Nothing in the records should change; write them all out again.

:::

PR #987, opened 2017-02-13
Make cookie_id be unique and not-null too

### LINKED ISSUE #985: cookie_id column in users table should be NOT NULL and UNIQUE

Accidentally delete the jupyterhub database, and when recreating it from logs make cookie_id for more than one user be empty or the same dummy value.

The db schema complains, telling me 'nuh-uh'.

**What actually happens**

All users who have the same cookie_id value are redirected to the notebook of the user with the lowest id among the users with same cookie_id, leaking private contents of notebook to others.

0.7.2

yuvipanda:
Fixes #985

### DIFF
--- a/jupyterhub/orm.py
+++ b/jupyterhub/orm.py
@@ -381,7 +381,7 @@ class User(Base):
     last_activity = Column(DateTime, default=datetime.utcnow)
 
     api_tokens = relationship("APIToken", backref="user")
-    cookie_id = Column(Unicode(1023), default=new_token)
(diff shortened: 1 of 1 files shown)


yuvipanda:
@minrk is there anything special needed to make this work with the migration script?

minrk:
I think new constraints will only be applied when recreating the table, which doesn't happen on reopen or upgrade. An alembic stage can be added to upgrade in-place, if it's important. I haven't done a new constraint in the upgrade before.

If you went through the process in #985 where the db is deleted and recreated, these constraints would be applied, though, so it's probably enough.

:::

Result for this exercise:
PR #987, opened 2017-02-13
Make cookie_id be unique and not-null too

### LINKED ISSUE #985: cookie_id column in users table should be NOT NULL and UNIQUE

Accidentally delete the jupyterhub database, and when recreating it from logs make cookie_id for more than one user be empty or the same dummy value.

The db schema complains, telling me 'nuh-uh'.

**What actually happens**

All users who have the same cookie_id value are redirected to the notebook of the user with the lowest id among the users with same cookie_id, leaking private contents of notebook to others.

0.7.2

yuvipanda:
Fixes #985

### DIFF
--- a/jupyterhub/orm.py
+++ b/jupyterhub/orm.py
@@ -381,7 +381,7 @@ class User(Base):
     last_activity = Column(DateTime, default=datetime.utcnow)
 
     api_tokens = relationship("APIToken", backref="user")
-    cookie_id = Column(Unicode(1023), default=new_token)
(diff shortened: 1 of 1 files shown)


yuvipanda:
@minrk is there anything special needed to make this work with the migration script?

minrk:
I think new constraints will only be applied when recreating the table, which doesn't happen on reopen or upgrade. An alembic stage can be added to upgrade in-place, if it's important. I haven't done a new constraint in the upgrade before.

If you went through the process in #985 where the db is deleted and recreated, these constraints would be applied, though, so it's probably enough.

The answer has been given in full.